▼
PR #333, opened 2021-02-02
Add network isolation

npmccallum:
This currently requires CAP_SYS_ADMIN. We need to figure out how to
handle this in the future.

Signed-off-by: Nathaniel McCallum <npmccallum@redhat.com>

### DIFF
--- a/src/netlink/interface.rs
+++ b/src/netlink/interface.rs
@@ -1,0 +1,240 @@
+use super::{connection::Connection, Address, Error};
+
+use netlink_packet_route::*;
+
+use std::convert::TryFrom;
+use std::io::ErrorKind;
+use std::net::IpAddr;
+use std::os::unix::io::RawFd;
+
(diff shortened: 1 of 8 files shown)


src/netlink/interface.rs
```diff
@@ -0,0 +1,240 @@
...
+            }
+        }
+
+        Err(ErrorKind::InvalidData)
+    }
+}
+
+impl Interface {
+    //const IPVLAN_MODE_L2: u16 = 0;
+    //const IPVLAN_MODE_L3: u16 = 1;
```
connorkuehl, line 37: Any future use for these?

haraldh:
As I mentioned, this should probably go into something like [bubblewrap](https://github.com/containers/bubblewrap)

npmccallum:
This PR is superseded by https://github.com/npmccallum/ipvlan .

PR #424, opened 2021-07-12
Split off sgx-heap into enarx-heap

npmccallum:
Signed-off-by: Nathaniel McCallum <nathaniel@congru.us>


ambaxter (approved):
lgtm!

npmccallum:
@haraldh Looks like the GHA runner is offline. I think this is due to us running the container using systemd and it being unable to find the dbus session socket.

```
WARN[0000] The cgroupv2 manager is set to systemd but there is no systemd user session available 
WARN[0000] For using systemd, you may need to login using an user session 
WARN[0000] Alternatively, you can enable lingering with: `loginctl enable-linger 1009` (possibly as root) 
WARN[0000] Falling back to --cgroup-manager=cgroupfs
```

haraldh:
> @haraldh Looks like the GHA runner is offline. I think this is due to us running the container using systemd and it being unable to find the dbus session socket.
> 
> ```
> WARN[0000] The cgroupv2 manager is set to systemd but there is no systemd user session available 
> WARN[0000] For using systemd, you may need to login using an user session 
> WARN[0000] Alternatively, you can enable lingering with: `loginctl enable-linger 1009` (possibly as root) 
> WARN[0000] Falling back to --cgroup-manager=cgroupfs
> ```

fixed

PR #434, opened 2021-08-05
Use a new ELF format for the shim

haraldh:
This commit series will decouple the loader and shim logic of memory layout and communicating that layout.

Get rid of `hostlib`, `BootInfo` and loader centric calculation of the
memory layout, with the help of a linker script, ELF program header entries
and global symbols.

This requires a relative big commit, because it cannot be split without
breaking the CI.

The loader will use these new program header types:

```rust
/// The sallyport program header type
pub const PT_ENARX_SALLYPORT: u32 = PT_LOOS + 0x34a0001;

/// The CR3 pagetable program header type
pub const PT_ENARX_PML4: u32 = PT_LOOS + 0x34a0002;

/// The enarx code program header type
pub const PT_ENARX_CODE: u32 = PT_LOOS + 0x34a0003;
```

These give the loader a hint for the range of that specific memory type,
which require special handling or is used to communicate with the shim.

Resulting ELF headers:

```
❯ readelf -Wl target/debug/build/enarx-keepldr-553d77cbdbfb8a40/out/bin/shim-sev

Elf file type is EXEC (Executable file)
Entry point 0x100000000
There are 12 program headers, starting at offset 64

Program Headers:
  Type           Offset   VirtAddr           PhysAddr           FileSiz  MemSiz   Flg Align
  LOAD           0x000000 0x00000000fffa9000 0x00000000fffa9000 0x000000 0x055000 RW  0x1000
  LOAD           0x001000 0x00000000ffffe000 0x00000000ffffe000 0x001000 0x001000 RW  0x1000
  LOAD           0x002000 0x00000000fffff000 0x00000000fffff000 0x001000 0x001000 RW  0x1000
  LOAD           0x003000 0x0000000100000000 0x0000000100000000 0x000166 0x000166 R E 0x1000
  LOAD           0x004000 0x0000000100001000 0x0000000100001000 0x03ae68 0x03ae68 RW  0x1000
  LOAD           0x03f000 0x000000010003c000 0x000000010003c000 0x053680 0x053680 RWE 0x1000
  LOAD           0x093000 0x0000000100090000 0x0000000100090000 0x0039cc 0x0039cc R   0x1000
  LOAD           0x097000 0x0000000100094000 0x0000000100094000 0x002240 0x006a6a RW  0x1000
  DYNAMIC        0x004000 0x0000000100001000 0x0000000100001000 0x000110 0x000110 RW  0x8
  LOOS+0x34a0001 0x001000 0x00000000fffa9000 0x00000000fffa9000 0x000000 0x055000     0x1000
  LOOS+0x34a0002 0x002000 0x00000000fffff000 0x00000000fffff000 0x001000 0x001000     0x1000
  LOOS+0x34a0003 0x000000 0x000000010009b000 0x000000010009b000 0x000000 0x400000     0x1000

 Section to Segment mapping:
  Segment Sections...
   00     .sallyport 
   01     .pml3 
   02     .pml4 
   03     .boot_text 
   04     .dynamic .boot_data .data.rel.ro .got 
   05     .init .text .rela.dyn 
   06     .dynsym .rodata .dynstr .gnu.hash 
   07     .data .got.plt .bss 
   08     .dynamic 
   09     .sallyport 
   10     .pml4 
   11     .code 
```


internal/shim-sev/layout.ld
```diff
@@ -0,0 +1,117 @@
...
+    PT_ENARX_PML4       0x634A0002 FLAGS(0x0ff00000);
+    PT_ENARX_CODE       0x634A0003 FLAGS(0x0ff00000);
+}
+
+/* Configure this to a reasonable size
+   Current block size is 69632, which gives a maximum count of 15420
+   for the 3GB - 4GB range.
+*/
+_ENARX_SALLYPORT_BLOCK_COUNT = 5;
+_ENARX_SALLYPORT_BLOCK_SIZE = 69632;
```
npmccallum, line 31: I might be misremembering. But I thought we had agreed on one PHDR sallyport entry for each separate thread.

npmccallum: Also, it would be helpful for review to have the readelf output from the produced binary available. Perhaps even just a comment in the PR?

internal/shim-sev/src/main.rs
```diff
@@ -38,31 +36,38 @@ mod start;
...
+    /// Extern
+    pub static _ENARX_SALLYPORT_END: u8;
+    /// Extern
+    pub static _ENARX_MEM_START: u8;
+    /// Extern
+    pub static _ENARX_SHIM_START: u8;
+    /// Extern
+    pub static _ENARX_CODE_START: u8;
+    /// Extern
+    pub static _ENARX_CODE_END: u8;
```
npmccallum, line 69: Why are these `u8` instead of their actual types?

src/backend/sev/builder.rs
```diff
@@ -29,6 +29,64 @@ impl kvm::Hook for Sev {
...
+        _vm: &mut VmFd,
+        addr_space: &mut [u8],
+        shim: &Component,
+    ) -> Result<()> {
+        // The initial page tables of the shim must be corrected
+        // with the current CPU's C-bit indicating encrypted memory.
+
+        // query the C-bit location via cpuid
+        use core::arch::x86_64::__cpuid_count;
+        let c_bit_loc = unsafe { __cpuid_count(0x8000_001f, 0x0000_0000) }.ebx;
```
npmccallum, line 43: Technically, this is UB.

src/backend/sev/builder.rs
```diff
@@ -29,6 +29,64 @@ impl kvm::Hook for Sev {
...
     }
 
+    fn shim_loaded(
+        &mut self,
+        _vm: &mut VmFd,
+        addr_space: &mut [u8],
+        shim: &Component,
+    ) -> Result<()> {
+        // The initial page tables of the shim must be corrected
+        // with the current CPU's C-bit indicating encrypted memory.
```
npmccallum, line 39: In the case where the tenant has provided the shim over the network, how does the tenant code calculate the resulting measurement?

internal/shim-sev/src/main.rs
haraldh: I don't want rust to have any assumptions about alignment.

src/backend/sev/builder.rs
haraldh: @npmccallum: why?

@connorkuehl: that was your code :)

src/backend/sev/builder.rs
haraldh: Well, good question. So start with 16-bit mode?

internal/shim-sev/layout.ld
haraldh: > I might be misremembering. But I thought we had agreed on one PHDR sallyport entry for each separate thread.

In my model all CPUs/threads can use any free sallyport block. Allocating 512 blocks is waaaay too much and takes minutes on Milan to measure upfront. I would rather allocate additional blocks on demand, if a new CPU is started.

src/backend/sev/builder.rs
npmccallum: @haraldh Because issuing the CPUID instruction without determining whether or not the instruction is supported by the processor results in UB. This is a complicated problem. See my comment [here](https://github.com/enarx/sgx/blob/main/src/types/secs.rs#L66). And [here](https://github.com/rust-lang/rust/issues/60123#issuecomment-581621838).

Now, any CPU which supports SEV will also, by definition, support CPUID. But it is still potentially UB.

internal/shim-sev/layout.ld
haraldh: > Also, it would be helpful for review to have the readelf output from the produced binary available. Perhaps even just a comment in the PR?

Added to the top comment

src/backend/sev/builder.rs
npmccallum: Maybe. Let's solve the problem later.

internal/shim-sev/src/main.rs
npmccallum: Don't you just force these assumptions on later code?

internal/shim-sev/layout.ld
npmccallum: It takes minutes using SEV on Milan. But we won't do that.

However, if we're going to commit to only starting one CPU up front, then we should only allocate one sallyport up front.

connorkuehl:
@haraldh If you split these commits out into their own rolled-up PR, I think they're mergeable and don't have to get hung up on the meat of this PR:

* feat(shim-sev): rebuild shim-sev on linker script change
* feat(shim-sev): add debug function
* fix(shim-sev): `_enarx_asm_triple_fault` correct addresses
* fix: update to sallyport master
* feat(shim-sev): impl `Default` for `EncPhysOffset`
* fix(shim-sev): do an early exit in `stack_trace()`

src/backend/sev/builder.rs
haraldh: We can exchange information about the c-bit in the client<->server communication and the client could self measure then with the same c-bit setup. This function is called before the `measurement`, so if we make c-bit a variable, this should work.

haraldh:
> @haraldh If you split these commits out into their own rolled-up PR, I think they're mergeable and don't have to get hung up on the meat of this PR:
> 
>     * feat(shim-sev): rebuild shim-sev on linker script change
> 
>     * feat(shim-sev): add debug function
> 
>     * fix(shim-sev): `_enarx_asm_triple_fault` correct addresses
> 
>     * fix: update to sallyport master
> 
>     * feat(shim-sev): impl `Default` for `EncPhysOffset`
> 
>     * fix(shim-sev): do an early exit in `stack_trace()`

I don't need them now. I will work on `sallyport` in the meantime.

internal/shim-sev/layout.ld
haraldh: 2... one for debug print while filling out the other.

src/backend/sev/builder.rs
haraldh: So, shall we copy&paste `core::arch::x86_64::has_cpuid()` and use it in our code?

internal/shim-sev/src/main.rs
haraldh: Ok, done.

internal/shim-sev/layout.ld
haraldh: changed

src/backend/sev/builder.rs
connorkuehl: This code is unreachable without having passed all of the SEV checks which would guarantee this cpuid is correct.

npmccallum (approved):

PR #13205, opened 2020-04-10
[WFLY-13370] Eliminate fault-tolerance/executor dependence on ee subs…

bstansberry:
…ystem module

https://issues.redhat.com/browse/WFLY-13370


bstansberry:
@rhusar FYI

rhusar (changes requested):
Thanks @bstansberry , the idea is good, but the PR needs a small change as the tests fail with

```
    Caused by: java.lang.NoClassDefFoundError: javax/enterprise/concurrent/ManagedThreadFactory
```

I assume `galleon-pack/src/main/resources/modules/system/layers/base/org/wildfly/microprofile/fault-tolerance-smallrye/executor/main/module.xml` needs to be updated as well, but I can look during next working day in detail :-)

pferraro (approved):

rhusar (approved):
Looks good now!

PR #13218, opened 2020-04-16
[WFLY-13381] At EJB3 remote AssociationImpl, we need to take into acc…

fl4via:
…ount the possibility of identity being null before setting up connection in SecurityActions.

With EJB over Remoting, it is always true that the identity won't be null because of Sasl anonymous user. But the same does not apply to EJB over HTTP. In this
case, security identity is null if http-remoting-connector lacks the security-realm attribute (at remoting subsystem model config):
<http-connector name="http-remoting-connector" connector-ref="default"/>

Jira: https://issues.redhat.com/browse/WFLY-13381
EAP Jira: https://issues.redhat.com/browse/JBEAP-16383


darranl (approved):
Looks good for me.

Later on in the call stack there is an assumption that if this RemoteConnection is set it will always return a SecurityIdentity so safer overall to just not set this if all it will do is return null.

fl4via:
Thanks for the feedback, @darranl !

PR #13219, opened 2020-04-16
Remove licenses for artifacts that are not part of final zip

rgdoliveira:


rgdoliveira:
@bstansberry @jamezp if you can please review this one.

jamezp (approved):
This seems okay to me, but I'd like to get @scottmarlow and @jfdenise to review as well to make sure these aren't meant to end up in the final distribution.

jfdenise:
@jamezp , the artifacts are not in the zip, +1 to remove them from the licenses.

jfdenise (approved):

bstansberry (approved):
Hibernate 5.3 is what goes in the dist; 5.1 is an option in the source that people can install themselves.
▲
▸ EXERCISE BRIEF: Take from the material above every line that includes the word "will".

▸ YOUR SOLUTION:
This commit series will decouple the loader and shim logic of memory layout and communicating that layout.
The loader will use these new program header types:
Now, any CPU which supports SEV will also, by definition, support CPUID. But it is still potentially UB.
I don't need them now. I will work on `sallyport` in the meantime.
Later on in the call stack there is an assumption that if this RemoteConnection is set it will always return a SecurityIdentity so safer overall to just not set this if all it will do is return null.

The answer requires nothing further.